Five unique 3D models were produced using a CT quality control phantom (model 137856101, GE Healthcare, Waukesha WI USA) with fiducial markers (CT/MRI 2 mm center hole Multi-modality marker, MM3002, Izi Medical Products, Owings Mills, MD USA). The fiducial markers had an adhesive to allow for adjustment on the surface of the CT phantom. For each trial of the CT phantom, fiducial markers were adjusted to provide new distances in each of the orthogonal directions.
The distances were measured using electronic digital calipers (model 01407A, Neiko Tools, Henan, China). These measurements were set as the gold standard (GS), aiming to reproduce measurements gathered in clinical settings such as those via surgical ruler or calipers. The calipers’ product information reports precise measurements with resolution of 0.01mm and accurate measurements to 0.02mm. FIGURES 1,2. A total of six measurements between fiducial markers were made for each model CT phantom: two in the x-direction, two in the y-direction and two in the z-direction by one observer.
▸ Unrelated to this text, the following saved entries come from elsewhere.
PR #1071, opened 2020-11-16
Feature/zenko 2887/package kafka solution

alexanderchan-scality:
adds kafka-operator build step to zenko-operator dependency solution

fixes ZENKO-2887

### DIFF
--- a/eve/workers/build-iso/Dockerfile
+++ b/eve/workers/build-iso/Dockerfile
@@ -2,6 +2,7 @@ FROM centos:7
 WORKDIR /workdir
 
 ENV PATH=$PATH:/usr/local/go/bin
+ENV HELM_VERSION v3.2.3
 
 RUN yum install -y yum-utils && \
     yum-config-manager \
@@ -9,6 +10,8 @@ RUN yum install -y yum-utils && \
         https://download.docker.com/linux/centos/docker-ce.repo
 RUN yum install -y python3 make skopeo wget mkisofs git docker-ce docker-ce-cli
 RUN wget https://dl.google.com/go/go1.14.3.linux-amd64.tar.gz
+RUN curl -sSL https://get.helm.sh/helm-${HELM_VERSION}-linux-amd64.tar.gz | \
+    tar -xvz && install linux-amd64/helm /usr/local/bin
 RUN tar -C /usr/local -xzf go1.14.3.linux-amd64.tar.gz
 
 # install python + buildbot worker
--- a/solution-base/build.sh
+++ b/solution-base/build.sh
@@ -22,14 +22,15 @@ DOCKER_SOCKET=${DOCKER_SOCKET:-unix:///var/run/docker.sock}
 HARDLINK=hardlink
 SKOPEO=skopeo
 SKOPEO_OPTS="--override-os linux --insecure-policy"
-OPERATOR_TAG=$(grep /operator: deps.txt | awk -F ':' '{print $2}')
 SOLUTION_REGISTRY=metalk8s-registry-from-config.invalid/${PRODUCT_LOWERNAME}-${VERSION_FULL}
 
 KUBEDB_SCRIPT_BRANCH_TAG=89fab34cf2f5d9e0bcc3c2d5b0f0599f94ff0dca
 OPERATOR_PATH=${ISO_ROOT}/operator.yaml
 
-export KUBEDB_OPERATOR_TAG=${OPERATOR_TAG}
-export KUBEDB_NAMESPACE=SOLUTION_ENV
+SOLUTION_ENV='SOLUTION_ENV'
+
+export KUBEDB_OPERATOR_TAG=$(grep kubedb/operator: deps.txt | awk -F ':' '{print $2}')
+export KUBEDB_NAMESPACE=${SOLUTION_ENV}
 export KUBEDB_SERVICE_ACCOUNT=kubedb-operator
 export KUBEDB_OPERATOR_NAME=operator
 export KUBEDB_DOCKER_REGISTRY=${SOLUTION_REGISTRY}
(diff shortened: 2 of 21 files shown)


solution-base/build.sh
```diff
@@ -22,18 +22,30 @@ DOCKER_SOCKET=${DOCKER_SOCKET:-unix:///var/run/docker.sock}
 HARDLINK=hardlink
 SKOPEO=skopeo
 SKOPEO_OPTS="--override-os linux --insecure-policy"
-OPERATOR_TAG=$(grep /operator: deps.txt | awk -F ':' '{print $2}')
+OPERATOR_TAG=$(grep kubedb/operator: deps.txt | awk -F ':' '{print $2}')
 SOLUTION_REGISTRY=metalk8s-registry-from-config.invalid/${PRODUCT_LOWERNAME}-${VERSION_FULL}
 
 KUBEDB_SCRIPT_BRANCH_TAG=89fab34cf2f5d9e0bcc3c2d5b0f0599f94ff0dca
 
+SOLUTION_ENV="zenko"
```
miniscruff: I was using a replacable value here as I think the intention was to sed the value for whatever you choose as your metalk8s solution name. As we will not be able to define that here.

alexanderchan-scality: you're correct; Forgotten that we had a conversation about this.

solution-base/kafka/build.sh
```diff
@@ -0,0 +1,5 @@
+#!/bin/bash
```
miniscruff: I guess we don't need this file if everything is in the root

solution-base/build.sh
```diff
@@ -0,0 +1,202 @@
...
+KAFKA_METRICS_IMAGE_REPO_TAG=$(grep ${KAFKA_METRICS_IMAGE_NAME}: deps.txt | awk -F ':' '{print $2}')
+
+# grab our dependencies from our deps.txt file as an array
+readarray -t DEP_IMAGES < deps.txt
+
+function clean()
+{
+    echo cleaning
+    rm -rf ${BUILD_ROOT}
+    rm -rf ca.crt ca.key server.crt server.key
```
miniscruff: I forgot to remove this line when switching to cert manager if you could

solution-base/build.sh
```diff
@@ -0,0 +1,202 @@
...
+    for y in "${yamls[@]}"; do
+        cat kubedb/${y}.yaml | envsubst >> ${OPERATOR_PATH}
+        echo --- >> ${OPERATOR_PATH}
+    done
+}
+
+function kafka_yamls()
+{
+    echo merging kafka operator yamls
+    CHART_PATH="$(dirname $0)/kafka/charts/kafka-operator"
```
miniscruff, line 114: is dirname $0 the same as PWD?

solution-base/kafka/charts/kafka-operator/templates/operator-validating-webhook.yaml
```diff
@@ -0,0 +1,63 @@
...
+---
+apiVersion: cert-manager.io/v1alpha2
+kind: Issuer
+metadata:
+  name: {{ include "kafka-operator.name" . }}-issuer
+  namespace: {{ .Release.Namespace }}
+spec:
+  selfSigned: {}
+---
+apiVersion: cert-manager.io/v1alpha2
```
miniscruff: should we set this to `cert-manager.io/v1` now?

eve/workers/build-iso/Dockerfile
```diff
@@ -9,6 +9,8 @@ RUN yum install -y yum-utils && \
         https://download.docker.com/linux/centos/docker-ce.repo
 RUN yum install -y python3 make skopeo wget mkisofs git docker-ce docker-ce-cli
 RUN wget https://dl.google.com/go/go1.14.3.linux-amd64.tar.gz
+RUN curl -sSL https://get.helm.sh/helm-${HELM_VERSION}-linux-amd64.tar.gz | \
```
miniscruff, line 13: I think it is worth noting the solution-base ISO is not yet part of eve

solution-base/build.sh
```diff
@@ -0,0 +1,202 @@
...
+export KUBEDB_SERVICE_ACCOUNT=kubedb-operator
+export KUBEDB_OPERATOR_NAME=operator
+export KUBEDB_DOCKER_REGISTRY=${SOLUTION_REGISTRY}
+export KUBEDB_PRIORITY_CLASS=system-cluster-critical
+
+KAFKA_NAME='kafka-operator'
+KAFKA_NAMESPACE=${SOLUTION_ENV}
+KAFKA_CERT_NAME='kafka-operator-serving-cert'
+KAFKA_IMAGE_NAME="/kafka-operator"
+KAFKA_IMAGE_REPO_NAME="${SOLUTION_REGISTRY}${KAFKA_IMAGE_NAME}"
```
tcarmet: nitpicking, I don't know if I like the `/` in the image name, I rather do it like that
```suggestion
KAFKA_IMAGE_NAME="kafka-operator"
KAFKA_IMAGE_REPO_NAME="${SOLUTION_REGISTRY}/${KAFKA_IMAGE_NAME}"
```

But, we don't need to take this comment into account, you can skip it :smile: 

I'm also starting to think there's a reason behind this :thinking:

solution-base/kafka/charts/kafka-operator/Chart.yaml
```diff
@@ -0,0 +1,7 @@
+apiVersion: v1
+name: kafka-operator
+version: 0.2.18
+description: kafka-operator manages Kafka deployments on Kubernetes
+sources:
+  - https://github.com/banzaicloud/kafka-operator
+appVersion: v0.11.2
```
tcarmet: I can see that you made the choice of committing the whole chart in here, this will avoid us some trouble in the future because we're not downloading it from the internet every time, which is nice.

Now I would consider to make the task of "upgrading" this chart easier, standardize. meaning, for this chart and the next ones that we are going to pick here, if any, could be nice to have a helper script, makefile, (whatever fits) that does the right `helm fetch kafka-operator --version $VERSION && tar -xf` command. In order to:
* Track where did this chart came from
* How did we retrieved it
* How do we make the update if needed

I also don't think it's required to do in this PR. If you have the time, great, if not, let me know what you think and we can create a ticket for it.

solution-base/kafka/charts/kafka-operator/templates/operator-validating-webhook.yaml
tcarmet: So here are some thoughts of mine, if we start patching the chart, I would rather track that for the day we need to upgrade the upstream. could be with some `.patch` files.

Or actually, make a pr on the real kafka operator chart to `v1`

tcarmet (approved):
LGTM, but leaving some thoughts and open questions.

solution-base/kafka/charts/kafka-operator/templates/operator-validating-webhook.yaml
alexanderchan-scality: `.patch` files would definitely help.
the webhook cert-manager resource template does not exist in `kafka-operator` .

solution-base/kafka/charts/kafka-operator/Chart.yaml
alexanderchan-scality: will create a script to pull and apply custom patches

solution-base/build.sh
```diff
@@ -0,0 +1,202 @@
...
+KAFKA_IMAGE_REPO_TAG=$(grep ${KAFKA_IMAGE_NAME}: deps.txt | awk -F ':' '{print $2}')
+KAFKA_METRICS_IMAGE_NAME="/kubebuilder/kube-rbac-proxy"
```
miniscruff: this needs to just be the last part as metal solutions only support one level

```suggestion
KAFKA_METRICS_IMAGE_NAME="/kube-rbac-proxy"
```

solution-base/kafka/charts/kafka-operator/templates/operator-validating-webhook.yaml
tcarmet: oh if it doesn't exist, in that case we can do whatever we want with this file

miniscruff (approved):

miniscruff (approved):

solution-base/kafka/Makefile
```diff
@@ -0,0 +1,23 @@
+ROOT_DIR:=$(shell dirname $(realpath $(lastword $(MAKEFILE_LIST))))
```
tcarmet, line 1: Thanks for doing this one, it's simple and I hope it will be very helpful for future maintenance :)

tcarmet (approved):
LGTM :) :rocket:

PR #1074, opened 2020-11-20
documentation/ZENKO-2294_rename_product_XDM

wabernat:
changed Zenko to XDM in Operation and Installation, and Reference.

Updated Release No. to 2.0.0

Still need to rebrand Orbit.


wabernat:
wrong name.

The observer was trained to measure the shortest distance between fiducial markers set in the orthogonal directions (x, y, z) using the inside calipers.
CT scans of the phantom were obtained using the Head CT quality control phantom settings (5mm slice thickness, 134mAs, 22.7cm DFOV, 0.516:1 pitch) with 0.625cm x 0.625cm x 0.625cm voxels on a GE Lightspeed CT scanner (GE Healthcare, Waukesha WI USA) and stored as DICOM files within our AGFA IMPAX version 6.7.0.3502 “site” Picture Archiving and Communication System (PACS), (AGFA, Mortsel, Belgium). The DICOM files obtained were converted into 3D phantom models, and measurements were made on the AGFA-PACS. The observer was trained to measure the shortest distance between the outer edges fiducial markers using only the “ruler” found within PACS. FIGURE 3.Additionally, the observer had access to axial, sagittal and coronal views to project views of fiducial markers in their most appropriate planes.
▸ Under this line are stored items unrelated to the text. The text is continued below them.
PR #1079, opened 2020-11-30
feature: ZENKO-3005 Add base ISO to eve

miniscruff:
Add base ISO building to eve

fixes ZENKO-3005

### DIFF
--- a/eve/main.yml
+++ b/eve/main.yml
@@ -69,6 +69,7 @@ stages:
         stage_names:
         - build-doc
         - build-iso
+        - build-base-iso
     - TriggerStages:
         name: Launch end2end tests
         haltOnFailure: true
@@ -103,7 +104,7 @@ stages:
           - "latex/*.pdf"
 
   build-iso:
-    worker:
+    worker: &build-iso-worker
       type: kube_pod
       path: eve/workers/build-iso/pod.yaml
       images:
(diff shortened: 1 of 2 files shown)


eve/main.yml
```diff
@@ -125,6 +126,29 @@ stages:
         urls:
           - "*.iso"
 
+  build-base-iso:
+    worker:
+      type: kube_pod
+      path: eve/workers/build-iso/pod.yaml
+      images:
+        build-iso: eve/workers/build-iso
```
tcarmet: I don't know if you want to use that weird yaml pointer thing (forgot the technical name of it), but in case you do. I suggest that you set on line 107

```yaml
    worker: &build-iso-worker
```

so that you can do the following:
```suggestion
    worker: *build-iso-worker
```

tcarmet (approved):
LGTM

I left two suggestions regarding some yaml tricks, but as they can be a pain to read for human sometimes, I consider them 100% optional / up to you.

eve/main.yml
```diff
@@ -125,6 +126,29 @@ stages:
...
+        haltOnFailure: true
+        workdir: build/solution-base
+        command: ./build.sh
+        env:
+          DOCKER_SOCKET: 'http://localhost:2375'
+    - Upload:
+        name: Upload ISO
+        source: 'solution/_build'
+        urls:
+          - "*.iso"
```
tcarmet: same yaml trick here:

line 123
```yaml
    - Upload: &upload-iso
```
So that you can:
```suggestion
    - Upload: *upload-iso
```

eve/main.yml
miniscruff: oh let me try these

eve/main.yml
miniscruff: the source is different in each ISO so not sure if this works

alexanderchan-scality (approved):

eve/main.yml
tcarmet: woops, true

PR #1089, opened 2020-12-07
bf: ZENKO-2889 Reverting vendored zookeeper chart

tcarmet:


NicolasT:
This is not a fix, because it'd still mean `zookeeper` will be deployed, no? Next to `zenko-quorum`. That's the root of the issue. This `zookeeper` vendored chart should likely not exist in the first place.

tcarmet:
> This is not a fix, because it'd still mean `zookeeper` will be deployed, no? Next to `zenko-quorum`. That's the root of the issue. This `zookeeper` vendored chart should likely not exist in the first place.

hmm interesting, that's not what I understood, thanks for this feedback, I'll dig into a little bit more and make the appropriate correction.

NicolasT:
We were not depending on some online copy of the `zookeeper` chart in the first place: it was already vendored (but called `zenko-quorum` for whatever reason).

tcarmet:
> We were not depending on some online copy of the `zookeeper` chart in the first place: it was already vendored (but called `zenko-quorum` for whatever reason).

Ah ha! that's very confusing, because on the `zenko-queue-manager` chart, there was the dependency of the upstream zookeeper chart defined on the `requirements.yaml` 

So now, I'm thinking about reverting the commit 40dce3b1454086165423b3a63577a925a7f9fb58
removing the reference on the `requirements.yaml`
and call it done, therefore the ZENKO-2889 ticket was already fixed in the first place.

NicolasT:
Reverting 40dce3b is likely the right approach indeed. Not sure the requirements file needs to be changed, since  things worked just fine before...

tcarmet:
> Reverting [40dce3b](https://github.com/scality/Zenko/commit/40dce3b1454086165423b3a63577a925a7f9fb58) is likely the right approach indeed. Not sure the requirements file needs to be changed, since things worked just fine before...

I still think they need to be removed because looking at the content of it:
```yaml
dependencies:                                                                                     
- name: zookeeper                                                                                 
  version: 1.2.0                                                                                  
  repository: https://kubernetes-charts-incubator.storage.googleapis.com/                         
  condition: zookeeper.enabled                                                                    
```

I don't see how it could have "worked" before, or it did because the chart was never called out.

gdemonet:
> it did because the chart was never called out.

At least, it was not used with the default configuration (from what I could see)

NicolasT:
> > Reverting [40dce3b](https://github.com/scality/Zenko/commit/40dce3b1454086165423b3a63577a925a7f9fb58) is likely the right approach indeed. Not sure the requirements file needs to be changed, since things worked just fine before...
> 
> I still think they need to be removed because looking at the content of it:
> 
> ```yaml
> dependencies:                                                                                     
> - name: zookeeper                                                                                 
>   version: 1.2.0                                                                                  
>   repository: https://kubernetes-charts-incubator.storage.googleapis.com/                         
>   condition: zookeeper.enabled                                                                    
> ```
> 
> I don't see how it could have "worked" before, or it did because the chart was never called out.

As long as `zenko-queue-manager.zookeeper.enabled` is not set to `true` in the top-level `values.yaml` (or passed on `helm` invocation or with a custom values file and such), it's not enabled anyway. So things worked just fine, no need to change, I believe.

tcarmet:
@NicolasT @gdemonet  Alright then, so I'm not going to remove it. At least for now.

NicolasT:
Did you try deploying on a K8s 1.16 (or later) cluster? Could be Kind or whatever...

tcarmet:
> Did you try deploying on a K8s 1.16 (or later) cluster? Could be Kind or whatever...

I did:
* the version with my commit https://github.com/scality/Zenko/commit/40dce3b1454086165423b3a63577a925a7f9fb58 worked if I patched the zookeeper chart statefulset version to `app/v1`
* the version without my commit worked.
* I also tested removing the `requirements.yaml` worked fine as well on kind, with default values.

NicolasT (approved):

miniscruff (approved):

PR #1097, opened 2020-12-08
feature: ZENKO-3007 Add zenko version for solution

miniscruff:

Add zenko version to generated solution iso

fixes ZENKO-3007

### DIFF
--- a/solution/zenkoversion.yaml
+++ b/solution/zenkoversion.yaml
@@ -1,0 +1,67 @@
+---
+apiVersion: zenko.io/v1alpha1
+kind: ZenkoVersion
+metadata:
+  name: ${VERSION_FULL}
+  namespace: SOLUTION_ENV
+spec:
+  imagePullPolicy: Always
+  versions:
+    management:
+      ui:
+        image: ${SOLUTION_REGISTRY}/zenko-ui
+        tag: 2f10bac
+      api:
+        image: ${SOLUTION_REGISTRY}/pensieve-api
+        tag: 611b9ca
+      pushAPI:
+        image: ${SOLUTION_REGISTRY}/pensieve-api
+        tag: 611b9ca
+    cloudserver:
+      image: ${SOLUTION_REGISTRY}/cloudserver
+      tag: latest-8.1.2
+    backbeat:
+      image: ${SOLUTION_REGISTRY}/backbeat
+      tag: 161b9c1
+    blobserver:
+      image: ${SOLUTION_REGISTRY}/blobserver
+      tag: 1.0.8
+    jabba:
+      image: ${SOLUTION_REGISTRY}/jabba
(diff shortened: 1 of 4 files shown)


solution/zenkoversion.yaml
```diff
@@ -0,0 +1,67 @@
+---
+apiVersion: zenko.io/v1alpha1
+kind: ZenkoVersion
+metadata:
+  name: 1.1-dev
```
tcarmet: should it be `2.0.0-dev`?

miniscruff: Uh maybe? I am not sure where the names or versions are decided. I also am not sure if this needs a namespace, going to add it a small commit though.

tcarmet: I don't think the namespace is mandatory, by default kubectl will set it in whatever is set in the kubeconfig context. I like to treat it as a deployment specific config. and it can be overwritten via `kubectl apply --namespace zenkoversion.yaml` command by the user deploying. So that each person that will use this file can deploy it in the namespace that fits. 

As per the version, it should match IMO the version of Zenko that we are targetting, today we are aiming for `2.0.0-alpha1`. Something along those lines, @terrydervaux can confirm. Now, that's just my opinion, I'm open to any thoughts.

miniscruff: oh, yea always forget about --namespace, I was doing a sed replace approach as it sort of went inline with what kubedb was doing with envsubst. But I am just doing it for the namespace so I could use --namespace instead. Maybe when we write some docs we can make it all uniform.

tcarmet (approved):

solution/zenkoversion.yaml
alexanderchan-scality: this would need to be `${PRODUCT_LOWERNAME}-${VERSION_FULL}` ? the solution config seems to be using that.

miniscruff: I think it just needs to match the "version" value from the Solution manifest. Odd how one is called version while the other is name though.

miniscruff:
Will be updating some images after the other PRs are merged

alexanderchan-scality (approved):

solution/zenkoversion.yaml
```diff
@@ -0,0 +1,67 @@
+---
+apiVersion: zenko.io/v1alpha1
+kind: ZenkoVersion
+metadata:
+  name: ${VERSION_FULL}
+  namespace: SOLUTION_ENV
```
alexanderchan-scality, line 6: minor: this can probably be removed and use the '--namespace' option

miniscruff: created follow up story to also add docs https://scality.atlassian.net/browse/ZENKO-3089

PR #1102, opened 2020-12-15
ZENKO-3033 add version file

tcarmet:
In order to promote our artifacts, we need to provide to our CI a `get_product_version.sh` script that outputs the version of our product.

This script will be used to identify which version is this build working on. And allow us to promote them.


VERSION
```diff
@@ -0,0 +1,6 @@
+VERSION_MAJOR=2
+VERSION_MINOR=0
+VERSION_PATCH=0
```
miniscruff: I would probably merge these into one value, maybe just VERSION or VERSION_SHORT as it would be much easier to sed or replace later on in a script. Plus I think most people read it as one set of values, not 3 individual values.

miniscruff (commented):
Edit: Nvm it is...

eve/get_product_version.sh
```diff
@@ -0,0 +1,6 @@
+#!/bin/bash
+
+SCRIPT_FULL_PATH=$(readlink -f "$0")
+REPOSITORY_DIR=$(dirname "$SCRIPT_FULL_PATH")/..
+source "$REPOSITORY_DIR/VERSION" && \
+    echo "${VERSION_MAJOR}.${VERSION_MINOR}.${VERSION_PATCH}"
```
miniscruff: Does this mean artifacts can not promote RC's or alphas?

tcarmet: it can, it's just that artifacts only care about digits, then you can add whatever you want after them.

tcarmet:
```suggestion
    echo "${VERSION}"
```

miniscruff: My review is this change above ^

VERSION
tcarmet: done

miniscruff (approved):

VERSION
```diff
@@ -0,0 +1,4 @@
+VERSION="2.0.0"
+VERSION_SUFFIX=-alpha1
```
terrydervaux: I think you should use
```suggestion
VERSION_SUFFIX=-alpha.1
```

Open-source software programs Horos (Purview, Annapolis, MD USA) and Blender (Stichting Blender Foundation, Amsterdam, Netherlands) were used to translate DICOM files into a 3D image. The 3D images were adapted and loaded onto the AR HMD platform using a C# programming language-based code on the Unity Platform (Unity Technologies, San Francisco, CA USA).The AR HMD used for this study was the Hololens 1 (Microsoft, Redmond, WA USA) OS version 10.0.14393.1358. The settings for HoloLens projections were set to default factory settings with the exception of distance of initial hologram projection set to 30cm from HoloLens. This was done to project the hologram within approximately arm’s length of the user. The hologram was manipulated via rotation and translation without scaling size to obtain best views of markers. FIGURE 4 (with supplemental video) demonstrates a side-by-side comparison of the CT phantom and its hologram. The 3D models were projected as holograms and the distances between the projected fiducial markers were measured by the same observer as GS measurements. Using the built-in AR HMD capabilities, the hologram was pinned to a table where the calipers could be laid flatly to make the measurements, FIGURE 5. These measurements are known as Holo measurements.
A power analysis was performed using SAS University Edition (SAS Institute Inc., Cary, NC). This demonstrated that for paired t-test (ɑ=0.05) with a sample size of n=30 per group, the power would be 80% in detecting a difference of 0.3mm. In a previous study assessing accuracy and reliability of CT measurement, max difference was observed in this range (11); the authors opted to detect a difference of this magnitude using this sample size in consideration of available time, resources and training in both PACS and holo measurements.
Since DICOM and PACS have become standard in the clinical radiology workspace, the assessment of accuracy and precision of the Holo measurements were set against this standard (12). To determine accuracy, the absolute error from the GS was gathered for PACS and Holo measurements. To compare the means and distributions of the absolute error, a two-tailed t-test was employed. For the assessment of precision, a right-tailed chi-square test of variance was used, where the PACS absolute error variance is set as the null. Additionally, a root-mean-square error was calculated for a series of repeated measurements made in each orthogonal direction (n=15).